RECORD SET:
PR #343, opened 2023-04-20
feat: allow user to use custom placeholder to test out the typographies

### LINKED ISSUE #294: [FR] Allow user to try out Typographies on custom placeholder text
Right now, the user can just see the different Typography styles on the default `Lorem Ipsum` placeholder text. 
image

It would be helpful if the user is able to customize the placeholder text and actually be able to see how his text looks in the chosen font. ( Similar to google fonts ) Thoughts? @alexdanilowicz @Teddarific 

This could be implemented by adding an input box at the top of the page ( between Typography heading and Font-Sizes ) which allows user to customize the placeholder text.

Pranav2612000:
Fixes #294 

image

### DIFF
--- a/packages/core/src/components/Typography/FontSize/FontSizesSection.tsx
+++ b/packages/core/src/components/Typography/FontSize/FontSizesSection.tsx
@@ -5,9 +5,11 @@ import { DisplayFontProperty } from '../DisplayFontProperty'
 
 export function FontSizesSection({
   fontSizeData,
+  placeholder,
   onUpdateFontPropertyData,
 }: {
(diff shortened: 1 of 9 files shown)


packages/core/src/components/Typography/FontSize/FontSizesSection.tsx
Pranav2612000, line 1: Using prop drilling as suggested by @alexdanilowicz here https://github.com/Mirrorful/mirrorful/issues/294#issuecomment-1514071750

alexdanilowicz:
Looks great to me, merging!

PROMPT: A single number is required: how many lines in these records contain "packages".

EXPECTED ANSWER: 3